**The problem:**
Copy out the lines of the material that include the string "users".
'''
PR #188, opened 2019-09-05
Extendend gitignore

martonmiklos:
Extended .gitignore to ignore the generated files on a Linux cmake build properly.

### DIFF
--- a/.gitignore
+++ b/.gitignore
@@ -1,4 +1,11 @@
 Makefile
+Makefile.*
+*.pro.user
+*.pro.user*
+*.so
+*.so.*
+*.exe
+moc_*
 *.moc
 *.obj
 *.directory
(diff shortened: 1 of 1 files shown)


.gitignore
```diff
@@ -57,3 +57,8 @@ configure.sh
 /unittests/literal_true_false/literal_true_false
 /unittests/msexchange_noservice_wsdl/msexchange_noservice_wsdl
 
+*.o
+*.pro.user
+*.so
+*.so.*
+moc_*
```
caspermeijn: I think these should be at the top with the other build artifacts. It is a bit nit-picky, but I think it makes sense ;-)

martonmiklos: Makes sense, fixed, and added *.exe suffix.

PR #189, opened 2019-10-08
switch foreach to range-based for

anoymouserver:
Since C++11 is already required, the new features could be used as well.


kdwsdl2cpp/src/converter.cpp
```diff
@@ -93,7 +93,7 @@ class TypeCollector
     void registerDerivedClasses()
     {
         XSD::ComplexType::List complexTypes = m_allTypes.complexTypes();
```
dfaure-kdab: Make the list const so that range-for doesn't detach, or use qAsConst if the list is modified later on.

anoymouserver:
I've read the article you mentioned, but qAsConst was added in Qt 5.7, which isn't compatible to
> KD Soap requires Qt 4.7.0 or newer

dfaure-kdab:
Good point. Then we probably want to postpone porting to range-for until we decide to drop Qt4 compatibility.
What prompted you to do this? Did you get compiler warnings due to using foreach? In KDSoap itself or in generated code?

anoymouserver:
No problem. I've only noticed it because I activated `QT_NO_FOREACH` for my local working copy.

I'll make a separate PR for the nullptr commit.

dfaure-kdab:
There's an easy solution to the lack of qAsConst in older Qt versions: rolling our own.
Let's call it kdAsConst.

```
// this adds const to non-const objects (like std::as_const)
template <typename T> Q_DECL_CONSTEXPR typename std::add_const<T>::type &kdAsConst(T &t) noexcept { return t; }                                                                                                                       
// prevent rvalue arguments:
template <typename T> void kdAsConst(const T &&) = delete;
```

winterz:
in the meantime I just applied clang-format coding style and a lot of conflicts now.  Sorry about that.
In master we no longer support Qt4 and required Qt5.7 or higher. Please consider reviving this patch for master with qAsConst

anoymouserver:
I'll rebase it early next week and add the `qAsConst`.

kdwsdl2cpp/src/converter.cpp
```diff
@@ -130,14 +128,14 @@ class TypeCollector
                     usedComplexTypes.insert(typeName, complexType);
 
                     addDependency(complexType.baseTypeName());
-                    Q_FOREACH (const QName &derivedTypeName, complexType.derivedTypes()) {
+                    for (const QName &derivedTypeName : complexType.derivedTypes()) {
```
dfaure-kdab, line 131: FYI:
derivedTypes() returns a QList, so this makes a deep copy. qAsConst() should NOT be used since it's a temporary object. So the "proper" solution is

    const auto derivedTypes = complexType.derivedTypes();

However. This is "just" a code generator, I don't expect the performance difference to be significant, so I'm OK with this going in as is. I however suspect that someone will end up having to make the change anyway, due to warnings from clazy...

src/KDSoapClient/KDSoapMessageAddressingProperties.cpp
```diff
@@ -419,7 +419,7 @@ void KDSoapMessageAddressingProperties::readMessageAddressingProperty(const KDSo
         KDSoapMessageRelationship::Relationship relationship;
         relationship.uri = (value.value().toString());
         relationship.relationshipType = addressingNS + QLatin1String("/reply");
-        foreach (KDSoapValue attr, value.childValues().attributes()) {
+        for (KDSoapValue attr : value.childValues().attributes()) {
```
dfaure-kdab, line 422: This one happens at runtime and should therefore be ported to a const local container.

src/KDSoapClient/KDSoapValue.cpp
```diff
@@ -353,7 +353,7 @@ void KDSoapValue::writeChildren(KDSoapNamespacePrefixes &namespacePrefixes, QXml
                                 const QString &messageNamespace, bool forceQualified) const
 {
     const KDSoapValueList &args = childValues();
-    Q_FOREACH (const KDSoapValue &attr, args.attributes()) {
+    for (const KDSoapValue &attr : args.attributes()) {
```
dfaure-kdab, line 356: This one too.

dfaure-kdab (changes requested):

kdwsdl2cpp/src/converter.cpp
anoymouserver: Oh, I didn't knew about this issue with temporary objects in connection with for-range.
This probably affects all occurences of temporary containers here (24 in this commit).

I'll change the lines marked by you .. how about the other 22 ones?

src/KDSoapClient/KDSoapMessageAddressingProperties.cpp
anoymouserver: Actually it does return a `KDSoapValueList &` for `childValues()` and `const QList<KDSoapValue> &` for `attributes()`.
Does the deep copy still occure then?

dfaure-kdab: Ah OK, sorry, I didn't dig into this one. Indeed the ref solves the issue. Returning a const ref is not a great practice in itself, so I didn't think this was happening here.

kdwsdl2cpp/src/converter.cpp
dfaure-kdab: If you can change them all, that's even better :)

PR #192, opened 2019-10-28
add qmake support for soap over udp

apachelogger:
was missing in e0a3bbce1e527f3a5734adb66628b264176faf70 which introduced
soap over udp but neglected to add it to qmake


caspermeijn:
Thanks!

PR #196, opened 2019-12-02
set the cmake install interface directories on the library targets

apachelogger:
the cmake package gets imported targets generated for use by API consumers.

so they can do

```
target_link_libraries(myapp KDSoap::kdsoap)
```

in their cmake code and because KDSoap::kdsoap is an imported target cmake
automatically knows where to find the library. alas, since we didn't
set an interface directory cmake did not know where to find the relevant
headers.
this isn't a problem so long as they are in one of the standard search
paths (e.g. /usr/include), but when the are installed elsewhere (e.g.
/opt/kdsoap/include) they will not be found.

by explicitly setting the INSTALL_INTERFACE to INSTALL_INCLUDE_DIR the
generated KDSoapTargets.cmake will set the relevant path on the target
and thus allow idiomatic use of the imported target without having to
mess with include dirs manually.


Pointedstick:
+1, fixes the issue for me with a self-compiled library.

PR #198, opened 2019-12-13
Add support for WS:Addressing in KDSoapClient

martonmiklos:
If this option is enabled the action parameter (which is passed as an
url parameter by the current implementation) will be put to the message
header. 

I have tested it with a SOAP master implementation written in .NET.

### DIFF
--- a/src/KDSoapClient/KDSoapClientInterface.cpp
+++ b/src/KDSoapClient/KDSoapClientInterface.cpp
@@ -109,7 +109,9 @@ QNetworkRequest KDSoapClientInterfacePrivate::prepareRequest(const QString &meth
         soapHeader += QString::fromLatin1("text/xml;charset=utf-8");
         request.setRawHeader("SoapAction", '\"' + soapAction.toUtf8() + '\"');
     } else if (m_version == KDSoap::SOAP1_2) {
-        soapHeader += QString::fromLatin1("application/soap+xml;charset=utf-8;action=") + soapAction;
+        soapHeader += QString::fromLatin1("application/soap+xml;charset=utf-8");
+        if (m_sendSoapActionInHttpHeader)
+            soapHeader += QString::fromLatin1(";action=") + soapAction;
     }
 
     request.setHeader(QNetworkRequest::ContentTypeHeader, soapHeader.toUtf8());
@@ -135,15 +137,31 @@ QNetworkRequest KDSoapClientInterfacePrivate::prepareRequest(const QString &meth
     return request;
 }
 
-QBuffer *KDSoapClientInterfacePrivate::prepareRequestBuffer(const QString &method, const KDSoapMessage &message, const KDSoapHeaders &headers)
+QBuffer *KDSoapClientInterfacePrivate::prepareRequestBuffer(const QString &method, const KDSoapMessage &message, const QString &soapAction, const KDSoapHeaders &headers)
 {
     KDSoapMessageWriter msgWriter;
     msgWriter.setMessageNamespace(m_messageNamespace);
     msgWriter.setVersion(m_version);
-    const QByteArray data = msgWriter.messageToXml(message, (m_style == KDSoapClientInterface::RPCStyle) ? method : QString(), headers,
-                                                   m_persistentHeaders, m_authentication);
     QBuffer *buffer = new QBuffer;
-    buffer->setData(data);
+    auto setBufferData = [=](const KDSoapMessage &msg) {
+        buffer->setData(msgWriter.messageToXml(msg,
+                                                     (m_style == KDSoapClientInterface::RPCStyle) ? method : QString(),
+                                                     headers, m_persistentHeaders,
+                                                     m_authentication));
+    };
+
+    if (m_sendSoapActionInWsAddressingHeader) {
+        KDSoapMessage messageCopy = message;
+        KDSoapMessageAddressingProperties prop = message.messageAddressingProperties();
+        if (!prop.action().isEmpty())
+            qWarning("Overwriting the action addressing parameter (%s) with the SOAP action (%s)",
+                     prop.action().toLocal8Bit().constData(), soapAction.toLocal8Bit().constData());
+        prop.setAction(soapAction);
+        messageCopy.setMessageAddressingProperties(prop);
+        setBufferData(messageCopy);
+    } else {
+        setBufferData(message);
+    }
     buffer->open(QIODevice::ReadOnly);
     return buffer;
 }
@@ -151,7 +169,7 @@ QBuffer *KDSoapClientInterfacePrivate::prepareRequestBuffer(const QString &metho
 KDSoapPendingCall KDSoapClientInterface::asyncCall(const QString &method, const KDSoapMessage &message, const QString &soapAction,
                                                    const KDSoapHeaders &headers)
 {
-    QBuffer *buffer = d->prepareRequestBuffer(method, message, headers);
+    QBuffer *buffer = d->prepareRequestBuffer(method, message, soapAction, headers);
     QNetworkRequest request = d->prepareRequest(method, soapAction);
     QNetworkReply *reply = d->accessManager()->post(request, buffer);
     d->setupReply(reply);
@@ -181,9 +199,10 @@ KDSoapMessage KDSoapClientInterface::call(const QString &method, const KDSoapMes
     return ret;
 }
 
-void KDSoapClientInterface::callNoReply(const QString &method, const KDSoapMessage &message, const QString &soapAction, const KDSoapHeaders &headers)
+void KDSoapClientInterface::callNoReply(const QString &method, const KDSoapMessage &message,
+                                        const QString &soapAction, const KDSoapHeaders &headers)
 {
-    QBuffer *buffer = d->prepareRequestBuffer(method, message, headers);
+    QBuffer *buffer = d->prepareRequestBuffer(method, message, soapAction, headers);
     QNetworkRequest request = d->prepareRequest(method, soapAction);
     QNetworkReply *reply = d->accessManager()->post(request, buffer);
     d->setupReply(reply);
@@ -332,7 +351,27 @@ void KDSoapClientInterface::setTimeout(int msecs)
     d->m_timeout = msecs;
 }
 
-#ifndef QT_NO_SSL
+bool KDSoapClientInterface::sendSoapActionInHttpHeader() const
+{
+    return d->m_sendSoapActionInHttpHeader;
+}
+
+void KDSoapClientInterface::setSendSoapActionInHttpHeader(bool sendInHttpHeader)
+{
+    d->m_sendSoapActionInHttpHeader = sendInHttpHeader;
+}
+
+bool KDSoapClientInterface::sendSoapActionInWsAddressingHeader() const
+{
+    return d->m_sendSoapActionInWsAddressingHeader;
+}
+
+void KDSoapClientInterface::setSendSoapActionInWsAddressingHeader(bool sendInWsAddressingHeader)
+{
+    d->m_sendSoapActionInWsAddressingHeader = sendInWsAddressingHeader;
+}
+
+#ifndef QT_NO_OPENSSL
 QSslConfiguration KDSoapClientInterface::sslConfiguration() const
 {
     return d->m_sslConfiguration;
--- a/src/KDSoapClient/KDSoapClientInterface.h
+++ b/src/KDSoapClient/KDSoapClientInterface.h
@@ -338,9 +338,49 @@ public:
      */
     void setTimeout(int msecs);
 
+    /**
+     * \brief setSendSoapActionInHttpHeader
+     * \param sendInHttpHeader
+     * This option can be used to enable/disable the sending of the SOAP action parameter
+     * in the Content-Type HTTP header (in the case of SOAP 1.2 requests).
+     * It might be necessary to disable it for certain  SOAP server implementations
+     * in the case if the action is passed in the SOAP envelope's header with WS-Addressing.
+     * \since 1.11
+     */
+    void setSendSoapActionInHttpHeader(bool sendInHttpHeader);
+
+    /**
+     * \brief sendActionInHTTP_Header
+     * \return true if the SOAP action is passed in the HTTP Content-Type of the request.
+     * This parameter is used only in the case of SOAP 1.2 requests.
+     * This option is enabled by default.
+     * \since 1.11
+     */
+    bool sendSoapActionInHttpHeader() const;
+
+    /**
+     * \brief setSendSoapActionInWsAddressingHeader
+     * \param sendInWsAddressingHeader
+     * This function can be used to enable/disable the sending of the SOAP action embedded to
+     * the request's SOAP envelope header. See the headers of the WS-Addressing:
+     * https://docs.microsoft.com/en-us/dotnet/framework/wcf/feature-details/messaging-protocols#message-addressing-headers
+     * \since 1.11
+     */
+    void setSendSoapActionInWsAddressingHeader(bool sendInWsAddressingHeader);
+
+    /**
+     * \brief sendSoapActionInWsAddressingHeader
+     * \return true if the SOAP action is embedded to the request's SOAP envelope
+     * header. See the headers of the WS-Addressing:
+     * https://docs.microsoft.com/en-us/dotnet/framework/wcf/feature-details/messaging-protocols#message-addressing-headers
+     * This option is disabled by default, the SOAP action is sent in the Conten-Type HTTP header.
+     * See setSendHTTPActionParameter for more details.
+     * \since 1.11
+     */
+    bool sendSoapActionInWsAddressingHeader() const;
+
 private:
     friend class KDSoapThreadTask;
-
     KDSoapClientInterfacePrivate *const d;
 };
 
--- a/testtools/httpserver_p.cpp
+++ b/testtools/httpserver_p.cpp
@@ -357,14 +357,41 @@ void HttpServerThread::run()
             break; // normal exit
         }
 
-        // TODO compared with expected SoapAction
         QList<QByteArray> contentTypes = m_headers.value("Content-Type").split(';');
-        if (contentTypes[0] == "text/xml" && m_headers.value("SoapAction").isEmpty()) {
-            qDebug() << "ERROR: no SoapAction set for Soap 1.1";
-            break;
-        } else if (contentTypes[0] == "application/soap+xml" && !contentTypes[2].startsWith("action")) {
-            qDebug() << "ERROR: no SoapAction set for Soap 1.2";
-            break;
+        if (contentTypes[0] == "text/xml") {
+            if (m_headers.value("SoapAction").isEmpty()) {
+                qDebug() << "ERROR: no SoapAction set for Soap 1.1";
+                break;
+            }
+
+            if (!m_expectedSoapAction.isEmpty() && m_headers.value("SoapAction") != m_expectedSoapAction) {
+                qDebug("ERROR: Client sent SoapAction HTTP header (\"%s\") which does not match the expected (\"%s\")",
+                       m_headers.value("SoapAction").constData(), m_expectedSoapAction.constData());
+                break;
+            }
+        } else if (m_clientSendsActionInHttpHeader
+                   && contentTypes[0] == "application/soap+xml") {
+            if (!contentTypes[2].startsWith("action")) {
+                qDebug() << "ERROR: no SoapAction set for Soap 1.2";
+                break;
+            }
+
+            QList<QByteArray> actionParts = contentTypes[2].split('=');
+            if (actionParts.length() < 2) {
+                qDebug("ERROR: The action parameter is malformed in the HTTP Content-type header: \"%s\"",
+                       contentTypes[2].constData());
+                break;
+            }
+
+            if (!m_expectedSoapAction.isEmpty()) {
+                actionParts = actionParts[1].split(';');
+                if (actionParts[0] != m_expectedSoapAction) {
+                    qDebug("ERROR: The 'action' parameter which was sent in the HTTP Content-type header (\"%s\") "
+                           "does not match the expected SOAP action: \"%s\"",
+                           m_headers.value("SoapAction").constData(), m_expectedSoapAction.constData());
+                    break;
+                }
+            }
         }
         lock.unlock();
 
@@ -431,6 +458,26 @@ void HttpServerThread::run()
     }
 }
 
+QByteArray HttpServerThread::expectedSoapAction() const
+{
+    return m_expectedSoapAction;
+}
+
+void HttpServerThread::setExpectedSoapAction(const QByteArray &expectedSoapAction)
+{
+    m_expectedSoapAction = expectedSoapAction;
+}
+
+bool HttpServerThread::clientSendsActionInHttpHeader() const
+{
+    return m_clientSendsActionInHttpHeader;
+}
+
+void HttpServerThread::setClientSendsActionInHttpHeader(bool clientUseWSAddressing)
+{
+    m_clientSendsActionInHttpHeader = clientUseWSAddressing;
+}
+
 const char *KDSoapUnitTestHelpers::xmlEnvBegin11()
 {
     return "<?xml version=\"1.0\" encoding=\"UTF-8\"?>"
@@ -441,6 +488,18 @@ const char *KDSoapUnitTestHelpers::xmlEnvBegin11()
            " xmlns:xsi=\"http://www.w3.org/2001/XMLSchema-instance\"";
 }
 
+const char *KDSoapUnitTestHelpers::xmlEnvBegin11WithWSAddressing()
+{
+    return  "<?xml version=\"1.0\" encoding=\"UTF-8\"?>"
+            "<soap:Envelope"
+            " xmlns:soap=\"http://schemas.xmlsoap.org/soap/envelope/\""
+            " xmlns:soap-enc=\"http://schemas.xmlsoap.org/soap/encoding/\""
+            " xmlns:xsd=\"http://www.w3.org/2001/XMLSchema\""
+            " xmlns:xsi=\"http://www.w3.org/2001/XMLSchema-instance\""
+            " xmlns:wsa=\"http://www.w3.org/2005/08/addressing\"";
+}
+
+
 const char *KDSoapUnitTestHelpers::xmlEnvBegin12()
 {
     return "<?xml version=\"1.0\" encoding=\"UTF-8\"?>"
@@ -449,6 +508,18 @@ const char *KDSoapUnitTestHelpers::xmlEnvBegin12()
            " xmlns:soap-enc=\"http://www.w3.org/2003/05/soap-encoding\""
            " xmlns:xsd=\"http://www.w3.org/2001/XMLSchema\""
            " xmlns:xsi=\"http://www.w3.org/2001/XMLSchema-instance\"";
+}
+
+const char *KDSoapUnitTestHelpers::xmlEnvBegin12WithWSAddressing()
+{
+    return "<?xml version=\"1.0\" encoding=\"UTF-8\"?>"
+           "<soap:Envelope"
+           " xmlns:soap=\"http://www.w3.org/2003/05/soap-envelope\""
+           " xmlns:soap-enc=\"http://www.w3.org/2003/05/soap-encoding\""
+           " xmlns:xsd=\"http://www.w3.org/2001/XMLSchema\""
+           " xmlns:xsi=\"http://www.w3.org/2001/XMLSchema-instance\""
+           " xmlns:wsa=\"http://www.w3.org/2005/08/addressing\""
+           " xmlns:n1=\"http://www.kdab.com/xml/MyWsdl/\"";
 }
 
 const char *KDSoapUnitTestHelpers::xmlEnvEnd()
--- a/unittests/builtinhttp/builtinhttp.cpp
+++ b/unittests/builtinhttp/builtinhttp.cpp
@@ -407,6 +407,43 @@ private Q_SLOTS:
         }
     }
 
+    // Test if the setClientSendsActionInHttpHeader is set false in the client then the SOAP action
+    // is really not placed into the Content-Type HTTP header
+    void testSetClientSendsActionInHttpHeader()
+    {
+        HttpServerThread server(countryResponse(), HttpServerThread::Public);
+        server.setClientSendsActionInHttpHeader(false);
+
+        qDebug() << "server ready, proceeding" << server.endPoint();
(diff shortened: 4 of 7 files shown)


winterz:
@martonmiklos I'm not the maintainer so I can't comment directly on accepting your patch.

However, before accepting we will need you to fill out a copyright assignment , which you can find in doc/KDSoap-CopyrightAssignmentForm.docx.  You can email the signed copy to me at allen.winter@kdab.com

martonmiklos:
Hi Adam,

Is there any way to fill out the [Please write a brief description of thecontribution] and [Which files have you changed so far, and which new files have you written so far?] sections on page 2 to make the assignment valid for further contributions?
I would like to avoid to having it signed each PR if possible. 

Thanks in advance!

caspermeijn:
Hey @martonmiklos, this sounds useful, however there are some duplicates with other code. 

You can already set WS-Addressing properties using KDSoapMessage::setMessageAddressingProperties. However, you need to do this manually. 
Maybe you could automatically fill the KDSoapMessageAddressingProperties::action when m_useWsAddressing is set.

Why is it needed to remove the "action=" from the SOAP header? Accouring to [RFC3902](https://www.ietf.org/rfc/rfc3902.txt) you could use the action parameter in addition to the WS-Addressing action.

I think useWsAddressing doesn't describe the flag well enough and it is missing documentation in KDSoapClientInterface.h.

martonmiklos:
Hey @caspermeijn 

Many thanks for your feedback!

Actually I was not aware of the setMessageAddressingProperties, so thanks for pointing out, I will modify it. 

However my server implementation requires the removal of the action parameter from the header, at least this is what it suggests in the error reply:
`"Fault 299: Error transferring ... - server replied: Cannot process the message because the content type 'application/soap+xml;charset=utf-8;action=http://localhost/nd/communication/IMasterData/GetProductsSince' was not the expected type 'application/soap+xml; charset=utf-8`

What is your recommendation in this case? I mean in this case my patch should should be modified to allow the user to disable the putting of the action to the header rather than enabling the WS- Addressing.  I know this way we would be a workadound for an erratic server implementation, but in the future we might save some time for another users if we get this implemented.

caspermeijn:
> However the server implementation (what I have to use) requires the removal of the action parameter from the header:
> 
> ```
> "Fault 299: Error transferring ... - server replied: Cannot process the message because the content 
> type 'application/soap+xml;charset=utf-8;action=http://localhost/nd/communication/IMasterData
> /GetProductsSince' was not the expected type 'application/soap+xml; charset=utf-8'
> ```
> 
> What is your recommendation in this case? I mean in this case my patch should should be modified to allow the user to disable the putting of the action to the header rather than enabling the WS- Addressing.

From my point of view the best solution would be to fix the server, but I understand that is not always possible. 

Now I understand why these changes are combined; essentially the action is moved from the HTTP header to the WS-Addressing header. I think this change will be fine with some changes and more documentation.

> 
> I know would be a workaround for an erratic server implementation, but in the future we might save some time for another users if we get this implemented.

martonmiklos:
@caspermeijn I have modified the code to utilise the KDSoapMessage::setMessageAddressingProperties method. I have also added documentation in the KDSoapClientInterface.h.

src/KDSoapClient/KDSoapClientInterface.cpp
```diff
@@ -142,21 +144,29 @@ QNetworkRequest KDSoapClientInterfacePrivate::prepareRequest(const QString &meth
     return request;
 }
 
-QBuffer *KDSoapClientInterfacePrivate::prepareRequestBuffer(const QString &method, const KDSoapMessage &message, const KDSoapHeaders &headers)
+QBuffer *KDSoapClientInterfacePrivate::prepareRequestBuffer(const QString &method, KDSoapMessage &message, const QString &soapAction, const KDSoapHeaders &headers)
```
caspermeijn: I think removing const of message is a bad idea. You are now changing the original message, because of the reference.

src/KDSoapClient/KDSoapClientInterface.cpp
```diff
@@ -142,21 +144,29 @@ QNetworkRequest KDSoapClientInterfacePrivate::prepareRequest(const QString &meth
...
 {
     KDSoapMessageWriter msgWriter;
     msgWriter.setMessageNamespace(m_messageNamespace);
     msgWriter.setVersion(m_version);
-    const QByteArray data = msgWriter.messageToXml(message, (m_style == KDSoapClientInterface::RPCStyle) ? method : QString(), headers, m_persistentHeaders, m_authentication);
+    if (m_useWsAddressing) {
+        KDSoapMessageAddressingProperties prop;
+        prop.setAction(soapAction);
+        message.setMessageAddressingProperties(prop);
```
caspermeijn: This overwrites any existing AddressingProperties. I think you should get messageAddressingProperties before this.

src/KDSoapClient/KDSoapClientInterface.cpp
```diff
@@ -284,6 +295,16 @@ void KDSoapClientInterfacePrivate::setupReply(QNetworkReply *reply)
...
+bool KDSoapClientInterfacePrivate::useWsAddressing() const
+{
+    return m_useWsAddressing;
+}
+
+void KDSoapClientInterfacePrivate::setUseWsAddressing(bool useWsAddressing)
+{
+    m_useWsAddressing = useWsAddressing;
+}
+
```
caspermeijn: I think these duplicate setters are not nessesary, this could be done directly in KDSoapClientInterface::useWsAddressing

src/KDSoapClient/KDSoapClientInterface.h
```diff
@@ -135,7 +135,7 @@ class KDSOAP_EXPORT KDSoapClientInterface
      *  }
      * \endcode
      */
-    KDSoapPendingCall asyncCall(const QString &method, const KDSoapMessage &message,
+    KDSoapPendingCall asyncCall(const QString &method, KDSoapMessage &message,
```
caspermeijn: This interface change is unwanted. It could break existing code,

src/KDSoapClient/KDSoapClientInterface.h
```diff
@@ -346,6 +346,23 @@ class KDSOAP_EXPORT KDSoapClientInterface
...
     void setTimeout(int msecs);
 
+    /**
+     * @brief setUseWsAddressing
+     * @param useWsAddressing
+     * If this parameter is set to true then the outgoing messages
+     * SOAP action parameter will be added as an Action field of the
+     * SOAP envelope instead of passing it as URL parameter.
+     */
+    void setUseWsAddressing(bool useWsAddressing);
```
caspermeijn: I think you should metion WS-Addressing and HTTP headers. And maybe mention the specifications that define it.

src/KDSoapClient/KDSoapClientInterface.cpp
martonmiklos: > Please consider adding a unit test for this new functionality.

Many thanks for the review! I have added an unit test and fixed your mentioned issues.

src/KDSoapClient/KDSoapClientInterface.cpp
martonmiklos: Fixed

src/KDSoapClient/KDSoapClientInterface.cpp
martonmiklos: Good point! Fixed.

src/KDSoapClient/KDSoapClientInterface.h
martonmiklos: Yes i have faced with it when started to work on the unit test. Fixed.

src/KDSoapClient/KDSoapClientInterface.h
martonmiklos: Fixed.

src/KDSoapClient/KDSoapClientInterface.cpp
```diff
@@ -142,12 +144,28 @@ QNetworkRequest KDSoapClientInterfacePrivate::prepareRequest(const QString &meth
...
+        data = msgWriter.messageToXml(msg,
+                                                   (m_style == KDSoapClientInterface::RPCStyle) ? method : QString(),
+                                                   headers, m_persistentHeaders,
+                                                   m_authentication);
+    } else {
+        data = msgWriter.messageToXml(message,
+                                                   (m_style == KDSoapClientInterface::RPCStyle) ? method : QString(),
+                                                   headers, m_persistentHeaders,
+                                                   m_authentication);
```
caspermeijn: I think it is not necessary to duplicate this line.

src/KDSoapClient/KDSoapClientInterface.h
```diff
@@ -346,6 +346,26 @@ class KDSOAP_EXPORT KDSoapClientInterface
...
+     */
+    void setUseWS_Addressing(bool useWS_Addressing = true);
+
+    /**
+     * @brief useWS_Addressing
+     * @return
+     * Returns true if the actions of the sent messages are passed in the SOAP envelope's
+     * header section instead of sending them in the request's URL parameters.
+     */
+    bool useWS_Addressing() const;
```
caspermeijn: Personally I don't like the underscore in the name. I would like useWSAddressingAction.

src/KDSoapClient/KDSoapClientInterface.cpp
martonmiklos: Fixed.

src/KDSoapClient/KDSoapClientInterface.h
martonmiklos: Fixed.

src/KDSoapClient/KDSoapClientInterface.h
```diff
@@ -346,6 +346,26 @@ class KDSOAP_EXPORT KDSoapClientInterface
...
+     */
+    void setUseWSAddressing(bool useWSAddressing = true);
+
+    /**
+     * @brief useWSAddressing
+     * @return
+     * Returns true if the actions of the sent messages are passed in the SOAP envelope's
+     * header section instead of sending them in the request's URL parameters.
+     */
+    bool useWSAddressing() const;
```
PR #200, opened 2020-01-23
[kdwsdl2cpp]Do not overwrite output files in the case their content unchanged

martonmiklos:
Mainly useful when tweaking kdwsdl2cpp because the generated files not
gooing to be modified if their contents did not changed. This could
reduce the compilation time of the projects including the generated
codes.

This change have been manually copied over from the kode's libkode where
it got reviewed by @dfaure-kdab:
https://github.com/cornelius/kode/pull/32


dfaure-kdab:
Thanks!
'''
**Exercise response:**
What is your recommendation in this case? I mean in this case my patch should should be modified to allow the user to disable the putting of the action to the header rather than enabling the WS- Addressing.  I know this way we would be a workadound for an erratic server implementation, but in the future we might save some time for another users if we get this implemented.
> I know would be a workaround for an erratic server implementation, but in the future we might save some time for another users if we get this implemented.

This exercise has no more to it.